Saturday, March 07, 2009

The magical realm of words

Over the past few weeks I’ve had quite a journey. I visited Mississippi during the days of the civil rights movement, I was at the Salem witch trials, and right now I am stranded in a lifeboat with a teen-aged Indian boy and a Bengal tiger in the middle of the Pacific Ocean. Yet I’ve never left my home. Amazing.

Books, dear readers. Books are the answer. Food for the mind and soul. Mind-expanding, imagination-fueling books.

I read a lot. However, not all books turn out to be as good as I would like them to be. The feeling upon finishing a very good book is initially one of regret. I hate to close that cover for the last time. No more words to read. No story to continue. finis. Still, a certain lightness of being and satisfaction is felt at the end. The three books I was referring to above are: The Help (Kathryn Stockett); The Heretic’s Daughter (Kathleen Kent); and Life of Pi (Yann Martel) [not yet finished]. Each one is such a book as I talked about above. I got lucky three times in a row.

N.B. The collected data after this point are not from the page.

PR #3368, opened 2020-05-04
Use spawn to check perl scripts

hangy:
This avoids ERR_CHILD_PROCESS_STDIO_MAXBUFFER being called if we have too much output.

### DIFF
--- a/scripts/check_perl.js
+++ b/scripts/check_perl.js
@@ -6,26 +6,33 @@ const util = require("util");
 const glob = util.promisify(require("glob").glob);
 const { spawn } = require("child_process");
 
+function checkFile(path, doneCallback) {
+  console.log(`Checking ${path}`);
+  try {
+    const child = spawn(`perl`, ["-c", "-CS", "-Ilib", path]);
+    child.stdout.on("data", (data) => console.log("[" + path + "] " + data));
+    child.stderr.on("data", (data) => console.error("[" + path + "] " + data));
+    child.on("close", (code) => {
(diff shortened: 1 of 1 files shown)


hangy:
OK, so the main reason for #3155 failing with a timeout is likely to be found in here. 🙂

stephanegigandet:
Mmm.. the test has been running for 2 hours already.

hangy:
> Mmm.. the test has been running for 2 hours already.

I suspect some background process gets killed, which causes the build to not finish in the alloted amount of time. The Travis build runs the same script and shows some interesting log messages. Different issues taken out of context:

```
[scripts/import_csv_file.pl] Out of memory!
[scripts/update_all_products_from_dir_in_mongodb.pl] result: null
[scripts/import_csv_file.pl] result: 1
```

Obviously, the script and build should not exit with a success status if a single file causes an error and return `1`. The `null` return value is also interesting, as I wouldn't know how a spawned process could return without a status.. I suspect I made a mistake when checking the return value. Additionally, the `out of memory´ error is weird, but might be caused by too many subprocesses running at the same time. This is likely the cause why the GitHub Workflow doesn't manage to finish the build. 🙂

hangy:
I think I got it. In the current version of the script, the perl processes actually get started in parallel, which obviously is too much for the build pipelines. The only reason why the Travis CI build works is that it handles this particular problem a bit differently than GitHub Workflows. Let's see what I can do to fix it. 😁

PR #3378, opened 2020-05-05
Add Health Star Rating System from Australia

CharlesNepote:
**Description:**

Health Star Rating System claims to be used by more 10,000 products in Australia.
At least we could add these labels.

http://healthstarrating.gov.au/

### DIFF
--- a/taxonomies/labels.txt
+++ b/taxonomies/labels.txt
@@ -18239,10 +18239,18 @@ en:Health Star Rating, Health Star Rating System, HSR
 
 en:Health Star Rating 1
 
+en:Health Star Rating 1.5
+
 en:Health Star Rating 2
+
+en:Health Star Rating 2.5
 
 en:Health Star Rating 3
 
+en:Health Star Rating 3.5
+
 en:Health Star Rating 4
+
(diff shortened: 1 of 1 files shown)


teolemon:
It seems that you can have 3,5 @CharlesNepote @stephanegigandet

aleene:
Is there a way we could calculate them?

VaiTon:
Also, why are we adding the general label and then the specific ones? What's the purpose of the general label?

teolemon:
http://www.healthstarrating.gov.au/internet/healthstarrating/publishing.nsf/Content/excel-calculator

CharlesNepote:
> Also, why are we adding the general label and then the specific ones? What's the purpose of the general label?

@VaiTon it's important for some people or projects (e.g. public policies) to know the total number of products that have this label on the front of pack. We do the same thing with Nutri-Score:
* https://world.openfoodfacts.org/label/nutriscore
* https://world.openfoodfacts.org/label/nutriscore-grade-a
* [...]

Maybe we could compute the general label based on the specific ones.

PR #3406, opened 2020-05-10
more ES and IT entries

stephanegigandet:
Added a few common ingredients.


taxonomies/ingredients.result.txt
```diff
@@ -218,6 +218,10 @@ nl:gerstemeel
 pt:farinha de cevada
 ro:făină de orz
 
+< :
+en:flat green beans
```
teolemon, line 222: typo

Lynne Robinson, Hewitt, New Jersey

I love reading a book and learning something from it. Something I can take away and apply to my own life as I see fit. Maybe it’s a fact I didn’t know before, or a way of looking at things differently—being shown another point of view I’ve never thought about—anything to change my life just a smidgen.

I was the first one to learn to read in my first-grade class. Don’t laugh now. Back then kids weren’t reading before they even entered school. Heck, kindergarten for me was painting pictures and learning to tie my shoes. I still have the book I read too. (See actual book below.) I can remember reading it in front of the entire class.  By Grade 5 I was reading way above my level. Read, read, read. Books, books, books!

Lynne Robinson, Hewitt, New Jersey

I was also a teensy bit proprietary about my books and felt the need to scribble my name in them. Sometimes my proprietariness was not exclusive to my own books, but my sister’s books as well, and alas, many of her books were signed with my name. Looking back at all these books I defaced with my childish signature makes me shamefaced.

Lynne Robinson, Hewitt, New Jersey

On summer days I would lug my considerable collection of books outside on the picnic tables under the trees for a kind of “outdoor library.” God only knows why I felt compelled to do this. Taking them out was fun; bringing them all back in was decidedly not.

Some books I’ve reread several times. Others I have kept thinking I will go back and read them, but never seem to. They sit there in spine-to-spine repose in my bookshelf. But even though they are not read they are not neglected. I tend to visit them frequently browsing for something to read. I brush them with my hand, my fingers tracing their titles, and in the act of doing so, my brain receives little bits and pieces of remembered story lines in return. Ah, I remember you. But you are not what I am looking for today. Perhaps another time, I tell them.

I am not quite sure was I felt compelled to write this down tonight. I know you are all thinking—boring!—but I don’t care. Right now I have to get back to the boat and feed my tiger.

I hope your day is filled with words beyond compare! Go read a book!

P.S. Yes, my penmanship have greatly improved over the years!

Comments:

Ah…I love books too!  Like you, I was quick to read and was reading by the time I started school. Throughout school I was usually ahead of my class in that particular subject. The gift has not left me, as I continue to enjoy reading, though I don’t get to curl up with a good tome as often as I would like. Right now I’m working my way through The Tipping Point by Malcolm Gladwell. Thanks for renewing the emotions caused by seeing a collection of favorite volumes, and the smell of entering a library or a bookstore.

I understand completely. There is nothing like falling into a book and drowning, happily.
I just finished Bel Canto and am taking a breath before the next one.
I have a problem of ordering too many books from the library these days because the system is shared by 16 libraries, instead of over 200 as in the city so I don’t have to wait as long in the queue and they often are all available at once! Good thing I read fast.

The Home for a Bunny book was one of my favorite books as a child also.  I have a small collection of Little Golden Books that my parents bought for me instead of candy when I was good in the grocery store.